Le 10 juillet à l’occasion d’une audience particulière que Monsieur le Wali délégué m’a accordé , j’ai découvert le pot au rose, en apprenant de la bouche du responsable du service relogement de la daïra qu’à la suite des différentes enquêtes, qu’ont  effectué sur le site, les différents services concernés de cette institution, ils sont arrivés à la conclusion suivante : «Habite au dortoir sis au 04 rue d’Alger, lequel est mitoyen de ma résidence qui s’y trouve au N° 06 de la même rue. Mon voisin de palier a bénéficié de cette opération relogement et pas moi pourquoi cette hogra, alors que nous habitons le même immeuble et partageons la même porte d’entrée, pourquoi cette confusion, et à qui profite-t-elle cette situation ? 

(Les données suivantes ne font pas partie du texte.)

PR #778, opened 2015-01-27
Remove program binary caching

ljbade:
The program binary caching that was added for https://github.com/mapbox/mapbox-gl-native/issues/588 keep creating headaches with out of date shaders and other issues where drivers return garbage values.

Considering most sane GL implementations (such as Android, iOS, and Linux with NVIDIA/AMD) already have internal shader caching I think that it is a waste of effort doing it ourselves. Our shaders are small too so I doubt we are saving much time with caching them.

If a GL implementation takes a long time to compile our shaders, it is their problem not ours.

Issue #588, opened 2014-11-11
Cache shaders


kkaefer:
We should use [GL_ARB_get_program_binary](https://www.opengl.org/registry/specs/ARB/get_program_binary.txt) and [GL_OES_get_program_binary](https://www.khronos.org/registry/gles/extensions/OES/OES_get_program_binary.txt) if available to cache the compiled shaders so a subsequent launch is a lot faster.

ljbade:
We decided to remove this due to many issues with it. https://github.com/mapbox/mapbox-gl-native/pull/778

PR #8393, opened 2017-03-16
Reconsider compiled shader programs

kkaefer:
On some Android devices, compiling shaders contributes significantly to slow renderer initialization time. We've [previously attempted to use compiled shaders](https://github.com/mapbox/mapbox-gl-native/issues/588), but removed it in https://github.com/mapbox/mapbox-gl-native/pull/778. It's time to reconsider.

Most Android devices seem to support [`GL_OES_get_program_binary`](https://www.khronos.org/registry/OpenGL/extensions/OES/OES_get_program_binary.txt), while macOS and iOS devices do not. However, we haven't identified slow shader compiles as a problem on these platforms.

### DIFF
--- a/src/mbgl/programs/programs.hpp
+++ b/src/mbgl/programs/programs.hpp
@@ -26,8 +26,8 @@ public:
           symbolIcon(context, programParameters),
           symbolIconSDF(context, programParameters),
           symbolGlyph(context, programParameters),
-          debug(context, ProgramParameters(programParameters.pixelRatio, false)),
-          collisionBox(context, ProgramParameters(programParameters.pixelRatio, false)) {
+          debug(context, ProgramParameters(programParameters.pixelRatio, false, programParameters.cacheDir)),
+          collisionBox(context, ProgramParameters(programParameters.pixelRatio, false, programParameters.cacheDir)) {
     }
 
     CircleProgram circle;
--- a/cmake/core-files.cmake
+++ b/cmake/core-files.cmake
@@ -63,6 +63,7 @@ set(MBGL_CORE_FILES
     src/mbgl/gl/draw_mode.hpp
     src/mbgl/gl/extension.cpp
     src/mbgl/gl/extension.hpp
+    src/mbgl/gl/features.hpp
     src/mbgl/gl/framebuffer.hpp
     src/mbgl/gl/gl.cpp
     src/mbgl/gl/index_buffer.hpp
@@ -70,6 +71,8 @@ set(MBGL_CORE_FILES
     src/mbgl/gl/object.hpp
     src/mbgl/gl/primitives.hpp
     src/mbgl/gl/program.hpp
+    src/mbgl/gl/program_binary.cpp
+    src/mbgl/gl/program_binary.hpp
     src/mbgl/gl/renderbuffer.hpp
     src/mbgl/gl/segment.cpp
     src/mbgl/gl/segment.hpp
@@ -130,6 +133,8 @@ set(MBGL_CORE_FILES
 
     # programs
     src/mbgl/programs/attributes.hpp
+    src/mbgl/programs/binary_program.cpp
+    src/mbgl/programs/binary_program.hpp
     src/mbgl/programs/circle_program.cpp
     src/mbgl/programs/circle_program.hpp
     src/mbgl/programs/collision_box_program.cpp
--- a/cmake/test-files.cmake
+++ b/cmake/test-files.cmake
@@ -38,6 +38,9 @@ set(MBGL_TEST_FILES
     test/math/minmax.test.cpp
     test/math/wrap.test.cpp
 
+    # programs
+    test/programs/binary_program.test.cpp
+
     # sprite
     test/sprite/sprite_atlas.test.cpp
     test/sprite/sprite_image.test.cpp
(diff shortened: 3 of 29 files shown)


kkaefer:
Instead of using anything asynchronous, this implementation uses synchronous file I/O for now, and writes the compiled program objects with their associated attribute and uniform bindings to disk, using PBF. It uses hashes of the shader content to avoid loading old compiled program objects (i.e. it'll recompile if the shader code changed).

With this, I was able to obtain an initialization speedup for subsequent app launches/initializations. On a Pixel C tablet, full compilation took ~350ms while loading precompiled programs only took ~40ms. Similarly, on a Moto G 2, full compilation took 320ms, and loading precompiled programs only took ~80ms.

src/mbgl/programs/programs.hpp
```diff
@@ -13,21 +13,23 @@ namespace mbgl {
...
-          lineSDF(context, programParameters),
-          linePattern(context, programParameters),
-          raster(context, programParameters),
-          symbolIcon(context, programParameters),
-          symbolIconSDF(context, programParameters),
-          symbolGlyph(context, programParameters),
-          debug(context, ProgramParameters(programParameters.pixelRatio, false)),
-          collisionBox(context, ProgramParameters(programParameters.pixelRatio, false)) {
+    Programs(gl::Context& context,
+             const ProgramParameters& programParameters,
```
kkaefer: yeah; but for the last two shaders we are constructing new ProgramParameter objects as well...

scripts/generate-shaders.js
```diff
@@ -82,18 +81,21 @@ ${fragmentPrelude}
...
+    const fragmentSource = applyPragmas(fs.readFileSync(path.join(inputPath, shaderName + '.fragment.glsl'), 'utf8'), {
                 define: [
                     "varying {precision} {type} {name};"
                 ],
                 initialize: [
                 ]
             });
-    }
+
+    const shasum = crypto.createHash('sha1');
```
kkaefer: I considered that as well, but it means that we'd have to expose some hashing function to C++ land via platform bindings, and incur the run-time cost of hashing. If you think it's safer, I'll go back and add it.

kkaefer: Another approach would be to use a unique version per build, e.g. the commit hash, along with the name of the shader.

kkaefer:
Some more measurements with the library compiled in Release mode:

**Pixel C (NVIDIA Tegra X1)**

- first launch: 349.984009ms
- relaunch: 19.046459ms

**Moto G 2 (Adreno 305)**

- first launch: 259.492188ms
- relaunch: 76.219635ms

**Nexus 4 (Adreno 320)**

- first launch: 707.584290ms
- relaunch: 90.004578ms

scripts/generate-shaders.js
kkaefer: We are using `std::hash` now to hash both shaders, convert the result to a hexadecimal string, and concatenate them. This results in 64 bits of entropy on 32 bit systems, and 128 bits of entropy on 64 bit systems. @jfirebaugh do you think `std::hash` is enough to protect us from identical strings, or should we use a different hash function?

src/mbgl/programs/programs.hpp
kkaefer: changed this

kkaefer:
Here's some more testing from Firebase:

Device | GPU | first | second
--- | --- | --- | ---
Samsung Galaxy S3 | Mali 400 MP4 | 194.1ms | 42.6ms
Samsung Galaxy S6 | Mali T760 MP8 | 313.6ms | 18.7ms
Samsung Galaxy Note S4 | Mali T760 MP6 | 319.6ms | 29.7ms
Moto G3 | Adreno 306 | 318.8ms | 22.1ms
Nexus 6 | Adreno 420 | 582.7ms | 44.0ms
Sony Xperia Z5 Compact | Adreno 430 | 360.7ms | 12.6ms
Asus Google Nexus 7 | Nvidia Tegra 3 | 💥 too many varyings |
Samsung Galaxy Tab 3 | Vivante GC1000 | 859.6ms | :warning: fails to cache
Samsung Galaxy J5 | Adreno 510 | 564.0ms | 60.8ms

kkaefer:
Added tests for serializing the shaders + bindings, and `#ifdef`ed binary shaders to not run on Apple platforms, since they don't support the required OpenGL extension anyway.

kkaefer:
> [...] binary shaders to not run on Apple platforms, since they don't support the required OpenGL extension anyway.

The good news here is that on iOS, this either happens automatically, or shader compilation is a lot faster to begin with. On an iPhone 6s, I'm observing an overall program compilation time that is ~20ms on the first run.

jfirebaugh:
> Asus Google Nexus 7 | Nvidia Tegra 3 | 💥 too many varyings |

Should this be filed as a separate issue?

> Samsung Galaxy Tab 3 | Vivante GC1000 | 859.6ms | :warning: fails to cache

Any idea why not?

scripts/generate-shaders.js
jfirebaugh: What's the behavior if there were to be a hash collision?

jfirebaugh:
@kkaefer Any answers on the last three questions I posted?

kkaefer:
> Should this be filed as a separate issue?

@incanus verified this on an actual device, and it works there. I'm assuming this is an issue with the SwiftShader implementation that Google uses on the virtualized Firebase devices.

> Any idea why not?

I went back to the log and it doesn't actually fail to cache. However, loading binary programs only seems marginally faster than a full compilation on this GPU (~700ms), but it doesn't actually fail, or is *slower* than not using precompiled programs.

I'm only counting two questions. What is the third one you are referring to?

PR #8443, opened 2017-03-17
Pass source object in MapObserver::onSourceChanged

### LINKED ISSUE #8397: mbgl::MapObserver::onSourceDidChange() should accept a source parameter
#8377 adds `mbgl::MapObserver::onSourceDidChange()` for informing SDK code that a source has changed (loaded). Per https://github.com/mapbox/mapbox-gl-native/pull/8377#discussion_r105757158, this method should accept a source parameter, which among other things would enable SDK code to be more selective about the source-related UI that it refreshes.

/cc @brunoabinader

brunoabinader:
Rename `MapObserver::onSourceDidChange` to `MapObserver::onSourceAttributionChanged`, passing both `sourceID` and `attribution` as strings.

Fixes #8397.

### DIFF
--- a/include/mbgl/map/map_observer.hpp
+++ b/include/mbgl/map/map_observer.hpp
@@ -1,7 +1,10 @@
 #pragma once
 
+#include <mbgl/style/source.hpp>
+
 #include <cstdint>
 #include <exception>
+#include <string>
 
 namespace mbgl {
 
@@ -33,7 +36,7 @@ public:
     virtual void onWillStartRenderingMap() {}
     virtual void onDidFinishRenderingMap(RenderMode) {}
     virtual void onDidFinishLoadingStyle() {}
-    virtual void onSourceDidChange() {}
+    virtual void onSourceChanged(style::Source&) {}
 };
 
 } // namespace mbgl
--- a/platform/android/src/native_map_view.cpp
+++ b/platform/android/src/native_map_view.cpp
@@ -241,7 +241,7 @@ void NativeMapView::onDidFinishLoadingStyle() {
     notifyMapChange(MapChange::MapChangeDidFinishLoadingStyle);
 }
 
-void NativeMapView::onSourceDidChange() {
+void NativeMapView::onSourceChanged(mbgl::style::Source&) {
     notifyMapChange(MapChange::MapChangeSourceDidChange);
 }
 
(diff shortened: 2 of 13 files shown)


jfirebaugh:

A cet effet, je vous demande Monsieur le Ministre de diligenter une équipe d’enquête pour connaître l’ordonnateur et de ce qui c’est réellement passé. Car le 10 juillet 2018 une équipe d’enquête diligentée par la Wilaya d’Alger s’est rendue en mon domicile et a confirmé sur place mon existence sur ce site. A ma connaissance une administration se base sur des documents administratifs et non sur de simples conclusions hasardeuses, ou à dessein et sur des ouï-dire.

Presque  160 jours, après l’introduction de mon recours (n°44 du 14/05/2018), aucune réponse depuis cette date, ainsi je me vois galérer dans les rues, à mon âge et de plus étant toujours actif, on ne m’a même pas prévenu ou essayé de se pencher sur mon cas. On m’a envoyé une équipe de policiers pour me faire expulser, sans avis, ni préavis et malgré tout cela je n’ai pas désigné un avocat pour suivre mon cas, ni d’y résister, puisqu’il s’agit d’une utilité publique.

Je ne sais plus quoi faire, ni quoi penser, je n’ai vraiment pas où aller, bien qu’à l’époque on m’ait promis de se pencher sur mon cas et que je devais juste patienter. Et depuis on m’a tout simplement oublié.

Au lieu d’être dans mon logement après ma retraite, je me vois galérer dans les rues, actuellement je passe mes nuits dans un garage dédié à la mécanique.

Je ne me sens plus Algérien Monsieur le Ministre, si tel est le cas autant être expulsé vers un autre pays.

Je n’ai rien demandé à l’administration, c’est cette dernière qui est venue vers moi et non l’inverse, je demande simplement d’être réhabilité dans mes droits, car je suis victime d’une machination orchestrée à mon encontre, rien que pour m’expulser de mon logement. Pourquoi cette Hogra caractérisée à la veille du mois sacré, alors que son Excellence Monsieur le Président de la République n’a de cesse de répéter aux responsables d’être toujours à l’écoute du citoyen.

Est-ce juste ? C’est là la récompense ? Je pense qu’il y a des enquêtes pour voir que je n’ai pas où aller, je me retrouverai dans la rue avec mes enfants. Pour cela, je viens vous demander de bien vouloir vous pencher sur mon cas. Car je ne sais plus à quelle porte frapper, je suis vraiment désespéré.

Monsieur le Ministre regardez ma situation, pas facile d’être un « SDF », je ne pourrai même pas me faire délivrer une résidence, cette situation de stand-by me pénalise, jusqu’à quand cette situation, sinon quelle est la situation à envisager ?

Je sais que vous êtes un Homme d’honneur et j’ai entièrement confiance en vous et à l’aide que vous apporterez à mon cas.

Veuillez croire, Madame la Ministre, à l’expression de mes salutations respectueuses.

M. Chahet  Belaïd

Adresse : 6, rue d’Alger

El-Harrach-Alger

CNI n° 746451/22551 établie e 02/09/2013 par daïra d’El-Harrach.